Search code examples
c++ccompiler-constructionreserved-words

At what stage of compilation are reserved identifiers reserved?


Just a little curiosity at work, here. While working on something dangerous, I got to thinking about the implementations of various compilers and their associated standard libraries. Here's the progression of my thoughts:

  1. Some classes of identifiers are reserved for implementation use in C++ and C.

  2. A compiler must perform the stages of compilation (preprocessing, compilation, linking) as though they were performed in sequence.

  3. The C preprocessor is not aware of the reserved status of identifiers.

  4. Therefore, a program may use reserved identifiers if and only if:

    1. The reserved identifiers used are all preprocessor symbols.

    2. The preprocessing result does not include reserved identifiers.

    3. The identifiers do not conflict with symbols predefined by the compiler (GNUC et. al.)

Is this valid? I'm uncertain on points 3 and 4.3. Moreover, is there a way to test it?


Solution

  • (The comments on the question explain that we're talking about reserved identifiers in the sense of C99 section 7.1.3, i.e., identifiers matching /^_[A-Z_]/ anywhere, /^_/ in file scope, /^str[a-z]/ with external linkage, etc. So here's my guess at at least a part of what you're asking...)

    They're not reserved in the sense that (any particular phase of) the compiler is expected to diagnose their misuse. Rather, they're reserved in that if you're foolish enough to (mis)use them yourself, you don't get to complain if your program stops working or stops compiling at a later date.
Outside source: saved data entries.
Issue #2383, opened 2025-12-15
LSP: Path suggestion missing (import/export)


besserwisser:
## Steps to reproduce

Given you are for example in a file `src/my-app/index.ts` and you have a folder next to the `index.ts` called `lib` and in this lib folder a file called `test.ts`

`import { test } from './lib/t`
`export * from './lib/t`

When typing one of the above

## Behavior with `typescript@5.9`

Would suggest to complete to `./lib/test` 

## Behavior with `tsgo`

Does not suggest file path completion.

dalisoft:
Maybe related to https://github.com/microsoft/typescript-go/issues/2189

besserwisser:
Thanks. I saw it, but I am not sure if it is related. Because auto import might be something different than file path completion in insert mode. At least as far as I understand from a users perspective :D

andrewbranch:
Module path completions are a known to-do.

besserwisser:
> Module path completions are a known to-do.

Ahh okay, thank you. Is there a list of to-dos? I tried to check before creating the issue, but was sure where. 

Thanks

andrewbranch:
Yes and no; we have a list of failing/differing tests, and I traced these to a function that was empty except for a code comment.

Issue #2336, opened 2025-12-11
Crash for signature help in arrow function parameters


DanielRosenwasser:
```ts
const comparers: Array<(a: any, b: any) => boolean> = [];

comparers.push((a,/**/ b) => true);
```

Somehow this brings down the whole server without sending back a proper stack trace.

gabritto:
The underlying issue happens because we try to print the signature label for type symbol `(a: any, b: any) => boolean`, which is an anonymous type, so we print `\xfetype` as its name, but `\xfe` is not valid UTF-8, so JSON marshalling fails and the server stops.

jakebailey:
We should probably make it so that the node builder detects internal types and auto-escapes them like the old compiler?

gabritto:
> We should probably make it so that the node builder detects internal types and auto-escapes them like the old compiler?

Where was the old compiler escaping this? Because I couldn't find it, and when I tested this same signature help scenario in Strada, we returned "__type(...)" as label.

jakebailey:
Well, yes, by nature of symbol names and so on like this having those `__` prefix (the underscore escaping). But, those names were sometimes leaked, which is a no-go in the Go code due to the UTF-8 trick (which I have not been able to figure out a better alternative to...)

PR #2390, opened 2025-12-16
New auto-import infrastructure

### LINKED ISSUE #1677: panic handling request textDocument/completion (autoimports)
## Stack trace

```
panic handling request textDocument/completion Could not find symbol 'InternalIdentifier' by key 'InternalIdentifier' in module "c:/Projects/a/b/node_modules/@types/lodash/index" goroutine 1441067 [running]:
runtime/debug.Stack()
github.com/microsoft/typescript-go/internal/lsp.(*Server).recover(0xc0000f4dc0, 0xc119702d80)
	github.com/microsoft/typescript-go/internal/lsp/server.go:532 +0x58
panic({0x7ff72291a7e0?, 0xc07381ee40?})
	runtime/panic.go:783 +0x132
github.com/microsoft/typescript-go/internal/ls.(*exportInfoMap).rehydrateCachedInfo(0xc136951090, 0xc0ebc4e008, {0x1, {0xc0392e5d71, 0xa}, {0xc0392e5d71, 0xa}, {0x0, 0x0}, {0xc052f70361, ...}, ...})
	github.com/microsoft/typescript-go/internal/ls/autoimports.go:302 +0x494
github.com/microsoft/typescript-go/internal/ls.(*exportInfoMap).search.func1(...)
	github.com/microsoft/typescript-go/internal/ls/autoimports.go:231
github.com/microsoft/typescript-go/internal/core.Map[...](...)
	github.com/microsoft/typescript-go/internal/core/core.go:57
github.com/microsoft/typescript-go/internal/ls.(*exportInfoMap).search(0xc136951090, 0xc0ebc4e008, {0xc108e5aa80?, 0xc0606f8230?}, 0x0, 0xc1369511f8, 0xc136951338)
	github.com/microsoft/typescript-go/internal/ls/autoimports.go:230 +0x3d4
github.com/microsoft/typescript-go/internal/ls.(*LanguageService).searchExportInfosForCompletions(0xc008579ec0, {0x7ff722ca5cb0, 0xc0bafbddb0}, 0xc0ebc4e008, 0xc0f1e1d8c8, 0xc0991e7950, 0x0, 0x0, 0x1, {0xc1c426d168, ...}, ...)
	github.com/microsoft/typescript-go/internal/ls/autoimportsexportinfo.go:172 +0x3da
github.com/microsoft/typescript-go/internal/ls.(*LanguageService).getCompletionData.func9()
	github.com/microsoft/typescript-go/internal/ls/completions.go:1271 +0x26c
github.com/microsoft/typescript-go/internal/ls.(*LanguageService).getCompletionData.func17()
	github.com/microsoft/typescript-go/internal/ls/completions.go:1686 +0x5f6
github.com/microsoft/typescript-go/internal/ls.(*LanguageService).getCompletionData.func18(...)
	github.com/microsoft/typescript-go/internal/ls/completions.go:1713
github.com/microsoft/typescript-go/internal/ls.(*LanguageService).getCompletionData(0xc008579ec0, {0x7ff722ca5cb0, 0xc0bafbddb0}, 0xc0ebc4e008, 0xc0f1e1d8c8, 0x2d71, 0xc0991e7950)
	github.com/microsoft/typescript-go/internal/ls/completions.go:1741 +0x1ee2
github.com/microsoft/typescript-go/internal/ls.(*LanguageService).getCompletionsAtPosition(0xc008579ec0, {0x7ff722ca5cb0, 0xc0bafbddb0}, 0xc0f1e1d8c8, 0x2d71, 0x0, 0xc0991e7950, 0xc000282f90)
	github.com/microsoft/typescript-go/internal/ls/completions.go:399 +0x2dd
github.com/microsoft/typescript-go/internal/ls.(*LanguageService).ProvideCompletion(0xc008579ec0, {0x7ff722ca5cb0, 0xc0bafbddb0}, {0xc104aefc80?, 0x1?}, {0xe4febe70?, 0xc0?}, 0xc082166140, 0xc000282f90, 0xc0991e7950)
	github.com/microsoft/typescript-go/internal/ls/completions.go:50 +0xe7
github.com/microsoft/typescript-go/internal/lsp.(*Server).handleCompletion(0xc0003501c0?, {0x7ff722ca5cb0, 0xc0bafbddb0}, 0xc008579ec0, 0xc119702c60)
	github.com/microsoft/typescript-go/internal/lsp/server.go:754 +0xff
github.com/microsoft/typescript-go/internal/lsp.init.func1.registerLanguageServiceDocumentRequestHandler[...].15({0x7ff722ca5cb0, 0xc0bafbddb0}, 0xc119702d80)
	github.com/microsoft/typescript-go/internal/lsp/server.go:518 +0x130
github.com/microsoft/typescript-go/internal/lsp.(*Server).handleRequestOrNotification(0xc0000f4dc0, {0x7ff722ca5cb0, 0xc0bafbddb0}, 0xc119702d80)
	github.com/microsoft/typescript-go/internal/lsp/server.go:424 +0x10d
	github.com/microsoft/typescript-go/internal/lsp/server.go:329 +0x3a
	github.com/microsoft/typescript-go/internal/lsp/server.go:349 +0x8aa

[Error - 9:52:05 AM] Request textDocument/completion failed.
  Message: InternalError: panic handling request textDocument/completion: Could not find symbol 'InternalIdentifier' by key 'InternalIdentifier' in module "c:/Projects/a/b/node_modules/@types/lodash/index"
  Code: -32603 
```

## Steps to reproduce

Unsure, happened while editing. I've changed InternalIdentifier - it was a internal identifier that is definitely not defined in lodash, is not in the source code of the fileI was editing. In fact the file I was editing didn't use lodash either.

I have the latest extension - 20250903.1

### LINKED ISSUE #2143: Panic handling request completionItem/resolve Some exportInfo should match the specified exportMapKey
## Stack trace

```
[ERROR][2025-11-21 09:50:50] /usr/share/nvim/runtime/lua/vim/lsp/log.lua:151	"rpc"	"tsgo"	"stderr"	"panic handling request completionItem/resolve Some exportInfo should match the specified exportMapKey goroutine 38736 [running]:\nruntime/debug.Stack()\n\truntime/debug/stack.go:26 +0x5e\ngithub.com/microsoft/typescript-go/internal/lsp.(*Server).recover(0xc000238008, 0xc01ded01e0)\n\tgithub.com/microsoft/typescript-go/internal/lsp/server.go:572 +0x58\npanic({0xb46f40?, 0xee83f0?})\n\truntime/panic.go:783 +0x132\ngithub.com/microsoft/typescript-go/internal/ls.(*LanguageService).getImportCompletionAction(0xc01da9e420, {0xef1228, 0xc01da9e3c0}, 0xc029a2b908, 0xc029086b88?, 0xc00b787bd0?, 0xc02a61fb08, 0xb22, {{0xc005e06714, 0x4}, ...}, ...)\n\tgithub.com/microsoft/typescript-go/internal/ls/autoimports.go:367 +0x30c\ngithub.com/microsoft/typescript-go/internal/ls.(*LanguageService).getCompletionItemActions(0xc01da9e420, {0xef1228, 0xc01da9e3c0}, 0xc029a2b908, 0xc02a61fb08, 0xb23, 0xc00091aa00, 0xc00091b1c0)\n\tgithub.com/microsoft/typescript-go/internal/ls/completions.go:5328 +0x49a\ngithub.com/microsoft/typescript-go/internal/ls.(*LanguageService).getCompletionItemDetails(0xc01da9e420, {0xef1228, 0xc01da9e3c0}, 0xc00009c180?, 0xb23, 0xc02a61fb08, 0xc0612e21e0, 0xc00091aa00)\n\tgithub.com/microsoft/typescript-go/internal/ls/completions.go:5072 +0x5ff\ngithub.com/microsoft/typescript-go/internal/ls.(*LanguageService).ResolveCompletionItem(0xc01da9e420, {0xef1228, 0xc01da9e3c0}, 0xc0612e21e0, 0xc00091aa00)\n\tgithub.com/microsoft/typescript-go/internal/ls/completions.go:4996 +0x85\ngithub.com/microsoft/typescript-go/internal/lsp.(*Server).handleCompletionItemResolve(0xc000238008, {0xef1228, 0xc01da9e3c0}, 0xc0612e21e0, 0xc01ded01e0)\n\tgithub.com/microsoft/typescript-go/internal/lsp/server.go:896 +0x125\ngithub.com/microsoft/typescript-go/internal/lsp.init.func1.registerRequestHandler[...].30({0xef1228, 0xc01da9e3c0}, 0xc01ded01e0)\n\tgithub.com/microsoft/typescript-go/internal/lsp/server.go:534 +0xb6\ngithub.com/microsoft/typescript-go/internal/lsp.(*Server).handleRequestOrNotification(0xc000238008, {0xef1260?, 0xc037a952c0?}, 0xc01ded01e0)\n\tgithub.com/microsoft/typescript-go/internal/lsp/server.go:451 +0x153\ngithub.com/microsoft/typescript-go/internal/lsp.(*Server).dispatchLoop.func1()\n\tgithub.com/microsoft/typescript-go/internal/lsp/server.go:354 +0x3a\ncreated by github.com/microsoft/typescript-go/internal/lsp.(*Server).dispatchLoop in goroutine 34\n\tgithub.com/microsoft/typescript-go/internal/lsp/server.go:374 +0x9ad\n\n"
[ERROR][2025-11-21 09:50:50] /usr/share/nvim/runtime/lua/vim/lsp/log.lua:151	"LSP[tsgo]"	"on_error"	{ code = "NO_RESULT_CALLBACK_FOUND", err = { id = 129, jsonrpc = "2.0", result = vim.NIL } }

```

## Steps to reproduce

1.Copy this code 

```tsx
      [].reduce((acc, curr) => {
        acc[curr.id] ??= {
          id: curr.id,
          // type data
        };
        return acc;
      }, {} as Record<number, any>)
```
2. type `data`

https://github.com/user-attachments/assets/a8181932-3da6-486e-bfc3-32f61f5114c7

### LINKED ISSUE #2189: LSP doesn't offer auto-importing packages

    We've all seen what happens when people with only a dangerous amount of knowledge look inside system headers and then write their own header guards:

    #ifndef _MYHEADER_H
    #define _MYHEADER_H
    // ...
    #endif
    

    They're invoking undefined behaviour, but nothing diagnoses this as "error: reserved identifier used by end-user code". Instead mostly they're lucky and all is well; but occasionally they collide with an identifier of interest to the implementation, and confusing things happen.

    Similarly, I often have an externally-visible function named strip() or so:

    char *strip(char *s) {
      // remove leading whitespace
      }
    

    By my reading of C99's 7.1.3, 7.26, and 7.26.11, this invokes undefined behaviour. However I have decided not to care about this. The identifier is not reserved in that anything bad is expected to happen today, but because the Standard reserves to itself the right to invent a new standard str-ip() routine in a future revision. And I've decided that I reckon string-ip, whatever that might be, is an unlikely name for a string operation to be added in the future -- so in the unlikely event that happens, I'll cross that bridge when I get to it. Technically I'm invoking undefined behaviour, but I don't expect to get bitten.

    Finally, a counter-example to your point 4:

    #include <string.h>
    #define memcpy(d,s,n)  (my_crazy_function((n), (s)))
    void foo(char *a, char *b) {
      memcpy(a, b, 5);  // intends to invoke my_crazy_function
      memmove(a, b, 5); // standard behaviour expected
    }
    

    This complies with your 4.1, 4.2, 4.3 (if I understand your intention on that last one). However, if memmove is additionally implemented as a macro (via 7.1.4/1) that is written in terms of memcpy, then you're going to be in trouble.